[Records excerpted from a collection]
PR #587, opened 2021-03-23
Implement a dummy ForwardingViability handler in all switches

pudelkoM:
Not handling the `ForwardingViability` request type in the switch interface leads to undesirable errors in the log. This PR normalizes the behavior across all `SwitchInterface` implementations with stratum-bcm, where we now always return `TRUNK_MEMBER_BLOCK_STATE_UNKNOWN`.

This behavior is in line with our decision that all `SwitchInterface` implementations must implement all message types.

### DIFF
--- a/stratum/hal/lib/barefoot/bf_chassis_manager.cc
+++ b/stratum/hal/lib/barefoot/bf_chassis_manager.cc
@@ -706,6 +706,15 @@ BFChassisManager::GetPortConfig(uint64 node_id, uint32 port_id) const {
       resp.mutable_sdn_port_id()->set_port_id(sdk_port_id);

**Your objective**
Could you restate every record above word for word?

**Your response**
PR #587, opened 2021-03-23
Implement a dummy ForwardingViability handler in all switches

pudelkoM:
Not handling the `ForwardingViability` request type in the switch interface leads to undesirable errors in the log. This PR normalizes the behavior across all `SwitchInterface` implementations with stratum-bcm, where we now always return `TRUNK_MEMBER_BLOCK_STATE_UNKNOWN`.

This behavior is in line with our decision that all `SwitchInterface` implementations must implement all message types.

### DIFF
--- a/stratum/hal/lib/barefoot/bf_chassis_manager.cc
+++ b/stratum/hal/lib/barefoot/bf_chassis_manager.cc
@@ -706,6 +706,15 @@ BFChassisManager::GetPortConfig(uint64 node_id, uint32 port_id) const {
       resp.mutable_sdn_port_id()->set_port_id(sdk_port_id);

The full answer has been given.